═══ Task data

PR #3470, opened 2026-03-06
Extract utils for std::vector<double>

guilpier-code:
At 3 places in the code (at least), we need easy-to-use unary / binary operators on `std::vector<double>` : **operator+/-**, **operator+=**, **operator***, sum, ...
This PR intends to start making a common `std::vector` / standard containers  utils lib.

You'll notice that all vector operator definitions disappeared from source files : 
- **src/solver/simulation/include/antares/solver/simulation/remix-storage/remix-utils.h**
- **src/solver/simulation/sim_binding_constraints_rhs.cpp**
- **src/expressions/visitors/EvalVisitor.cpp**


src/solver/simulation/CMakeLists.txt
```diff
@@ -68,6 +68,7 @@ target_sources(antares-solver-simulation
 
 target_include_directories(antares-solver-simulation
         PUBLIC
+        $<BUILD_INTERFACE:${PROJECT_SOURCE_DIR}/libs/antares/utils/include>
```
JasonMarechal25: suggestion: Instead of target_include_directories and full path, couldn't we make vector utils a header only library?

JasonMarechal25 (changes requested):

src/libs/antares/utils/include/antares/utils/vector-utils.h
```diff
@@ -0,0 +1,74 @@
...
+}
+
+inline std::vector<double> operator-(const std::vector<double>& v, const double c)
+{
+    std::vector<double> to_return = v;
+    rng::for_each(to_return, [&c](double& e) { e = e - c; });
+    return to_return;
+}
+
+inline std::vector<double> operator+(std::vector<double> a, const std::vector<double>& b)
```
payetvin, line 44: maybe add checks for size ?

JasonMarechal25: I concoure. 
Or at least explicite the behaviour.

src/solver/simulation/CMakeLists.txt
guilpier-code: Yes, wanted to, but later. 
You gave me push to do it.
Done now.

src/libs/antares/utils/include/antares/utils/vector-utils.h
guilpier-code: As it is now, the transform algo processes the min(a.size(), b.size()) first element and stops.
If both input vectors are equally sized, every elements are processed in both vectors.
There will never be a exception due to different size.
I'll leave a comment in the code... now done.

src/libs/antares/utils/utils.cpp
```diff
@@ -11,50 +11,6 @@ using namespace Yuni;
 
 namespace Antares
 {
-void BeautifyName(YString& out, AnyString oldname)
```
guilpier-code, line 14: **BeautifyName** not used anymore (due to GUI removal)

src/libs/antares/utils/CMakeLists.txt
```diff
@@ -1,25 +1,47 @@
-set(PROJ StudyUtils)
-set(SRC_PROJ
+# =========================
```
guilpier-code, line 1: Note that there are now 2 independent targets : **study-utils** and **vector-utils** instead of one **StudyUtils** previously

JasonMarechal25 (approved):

══════

The task
Find the word "solver" in the entries above. Copy every line that has it.

Exercise result
- **src/solver/simulation/include/antares/solver/simulation/remix-storage/remix-utils.h**
- **src/solver/simulation/sim_binding_constraints_rhs.cpp**
src/solver/simulation/CMakeLists.txt
@@ -68,6 +68,7 @@ target_sources(antares-solver-simulation
 target_include_directories(antares-solver-simulation
src/solver/simulation/CMakeLists.txt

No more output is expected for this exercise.